Many will head straight for the St James’ Gate Storehouse which has become the city’s foremost tourist attraction, with visitors flocking here to learn about the drink’s history, how it is made and, of course, to give it a try. Indeed, the Storehouse’s Gravity Bar offers unrivalled views across the city as far as the Wicklow Mountains – the source of the water with which Guinness is made – making it one of the best places to sink a glass.

However, unsurprisingly, the brew can be found all over town and indeed, all over Ireland.

Somewhat more surprising are these four facts about Guinness:

1. The original factory lease was 9,000 years long

When Arthur Guinness signed the lease for the St James’ Gate brewery on December 31, 1759, he actually signed up for a staggering 9000 years at a fixed price -  a move which may have, at the time, begged the question was he an astute visionary, or just crazy?

But the proof is in the pudding. Back then, the site was only four acres in size. That has since expanded to cover more than 50 acres, with around 10 million glasses of Guinness sold every day around the world.

And while that 9,000 year lease is no longer valid, that is simply because the company has since bought the land outright.

2. It's actually red

Despite a common belief that Guinness is a black concoction with a creamy white head, commonly referred to as the “Black Stuff”, the reality is that the stout is actually ruby red in colour – just look right at the bottom of the glass if you are in doubt. That deep red is the result of the roasted barley used in the unique secret recipe.
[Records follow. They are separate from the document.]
PR #411, opened 2023-08-15
Const usize, qubit, and ERROR type definitions in the prelude

ss2165:
Isolate PRELUDE "stringy" codes to the `prelude` module - can be improved with statics etc. in future.

### DIFF
--- a/src/ops/leaf.rs
+++ b/src/ops/leaf.rs
@@ -4,6 +4,7 @@ use smol_str::SmolStr;
 
 use super::custom::ExternalOp;
 use super::{OpName, OpTag, OpTrait, StaticTag};
+use crate::resource::prelude::{QB_T, USIZE_T};
 use crate::{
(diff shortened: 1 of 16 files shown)


src/ops/leaf.rs
```diff
@@ -150,14 +151,8 @@ impl OpTrait for LeafOp {
...
-        let qb_type: Type = Type::new_extension(
-            crate::resource::PRELUDE
-                .get_type("qubit")
-                .unwrap()
-                .instantiate_concrete(vec![])
-                .unwrap(),
-        );
-        let bit_type: Type = Type::new_usize();
+        let qb_type: Type = QB_T;
+        let bit_type: Type = USIZE_T;
```
aborgna-q: Can we solve this TODO now?

aborgna-q (approved):
👍

PR #417, opened 2023-08-17
Enable static simple predicates

### LINKED ISSUE #397: More efficient representation (memory and serialised) for "simple predicate" types
Simple Predicates types := Sum of 0-tuples used all over the place, potentially even as the index on arrays. Would be good to optimise for them.

e.g. 
```rust 
enum Sum {
    Pred(usize),
    Other(TypeRow),
}
```

ss2165:
Since these are very commonly used types, optimise them a bit by adding a dedicated internal representation.

Fortunately the check for constructing them is easy.

Closes #397


src/ops/constant.rs
```diff
@@ -46,7 +46,7 @@ impl Const {
     }
 
     /// Constant Sum over units, used as predicates.
-    pub fn simple_predicate(tag: usize, size: usize) -> Self {
+    pub fn simple_predicate(tag: usize, size: u8) -> Self {
```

3. It's not the heaviest of beers

Despite its creamy texture and filling nature, Guinness is actually one of the lower calorie beers. With 198 calories in each pint, it comes in, somewhat surprisingly, at less than Budweiser, Coors, Heineken and Stella Artois. It’s also not among the stronger beer varieties as commonly believed. With 4.2% alcohol, it is weaker than the “average” draught beer which comes in at 5% ABV.
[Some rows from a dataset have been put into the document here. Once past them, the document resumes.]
PR #418, opened 2023-08-17
Allow custom types defined by static references

ss2165:
Most of the time can avoid string comparison using pointer equality short circuiting.

Might be a bit sketch.

### DIFF
--- a/src/extension/prelude.rs
+++ b/src/extension/prelude.rs
@@ -48,20 +48,23 @@ lazy_static! {
     };
 }
 
-pub(crate) const USIZE_CUSTOM_T: CustomType = CustomType::new_simple(
+const USIZE_CUSTOM_T: CustomType = CustomType::new_simple(
     SmolStr::new_inline("usize"),
     SmolStr::new_inline("prelude"),
     TypeBound::Eq,
 );
 
-pub(crate) const QB_CUSTOM_T: CustomType = CustomType::new_simple(
+const QB_CUSTOM_T: CustomType = CustomType::new_simple(
     SmolStr::new_inline("qubit"),
     SmolStr::new_inline("prelude"),
     TypeBound::Any,
 );
 
-pub(crate) const QB_T: Type = Type::new_extension(QB_CUSTOM_T);
-pub(crate) const USIZE_T: Type = Type::new_extension(USIZE_CUSTOM_T);
+pub(crate) const USIZE_CUSTOM_REF: &CustomType = &USIZE_CUSTOM_T;
+pub(crate) const QB_CUSTOM_REF: &CustomType = &QB_CUSTOM_T;
+
+pub(crate) const QB_T: Type = Type::new_static_extension(QB_CUSTOM_REF);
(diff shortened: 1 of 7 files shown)


src/extension/prelude.rs
```diff
@@ -48,20 +48,23 @@ lazy_static! {
...
-pub(crate) const QB_CUSTOM_T: CustomType = CustomType::new_simple(
+const QB_CUSTOM_T: CustomType = CustomType::new_simple(
     SmolStr::new_inline("qubit"),
     SmolStr::new_inline("prelude"),
     TypeBound::Any,
 );
 
-pub(crate) const QB_T: Type = Type::new_extension(QB_CUSTOM_T);
-pub(crate) const USIZE_T: Type = Type::new_extension(USIZE_CUSTOM_T);
+pub(crate) const USIZE_CUSTOM_REF: &CustomType = &USIZE_CUSTOM_T;
```
aborgna-q, line 63: Why do we need the explicit `const` references?

src/utils.rs
```diff
@@ -39,3 +39,51 @@ pub(crate) mod test {
...
+        }
+    }
+}
+
+// can use pointer equality to compare static instances
+impl<T: PartialEq> PartialEq for MaybeStatic<T> {
+    fn eq(&self, other: &Self) -> bool {
+        match (self, other) {
+            // pointer equality can give false-negative
+            (Self::Static(l0), Self::Static(r0)) => std::ptr::eq(*l0, *r0) || l0 == r0,
```
aborgna-q: This is only valid for `T: Eq`, otherwise you don't have reflexivity.

src/extension/prelude.rs
ss2165: I think because it is not temporary?
```
Checking quantinuum-hugr v0.1.0 (/Users/seyon/ng/hugr)
error[E0493]: destructor of `CustomType` cannot be evaluated at compile-time
  --> src/extension/prelude.rs:66:59
   |
66 | pub(crate) const QB_T: Type = Type::new_static_extension(&QB_CUSTOM_T);
   |                                                           ^^^^^^^^^^^- value is dropped here
   |                                                           |
   |                                                           the destructor for this type cannot be evaluated in constants

error[E0716]: temporary value dropped while borrowed
  --> src/extension/prelude.rs:66:59
   |
66 | pub(crate) const QB_T: Type = Type::new_static_extension(&QB_CUSTOM_T);
   |                               ----------------------------^^^^^^^^^^^-
   |                               |                           |          |
   |                               |                           |          temporary value is freed at the end of this statement
   |                               |                           creates a temporary value which is freed while still in use
   |                               argument requires that borrow lasts for `'static`

Some errors have detailed explanations: E0493, E0716.
For more information about an error, try `rustc --explain E0493`.
error: could not compile `quantinuum-hugr` (lib) due to 2 previous errors
```

aborgna-q: You'd need to use `static` instead of `const` so they are included in the compiled binary... But then you can't use it for the `KnownTypeConst::TYPE` const >.<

Although that’s not to say its old 1920s marketing tagline of Guinness is good for you has much weight. A recent study did find that the swarthy stout contains antioxidants that boost the immune system and that it can reduce blood clots as well as the risk of heart attacks. But the fact remains that it is still alcohol and so comes with a wide range of side effects if consumed to excess.

4. The Guinness legacy extends beyond beer

The legacy of the Guinness family extends way beyond their alcohol empire. Their influence can be seen around the city of Dublin to this day – St Stephen’s Green, for example. Use of this 22 acre green space in the heart of the Irish capital was restricted to local residents until 1877 when Sir A E Guinness initiated a review which saw it opened to the public. He also paid for the 1880 re-creation of the green in its current form, prompting the erection of a statue in his honour within the grounds.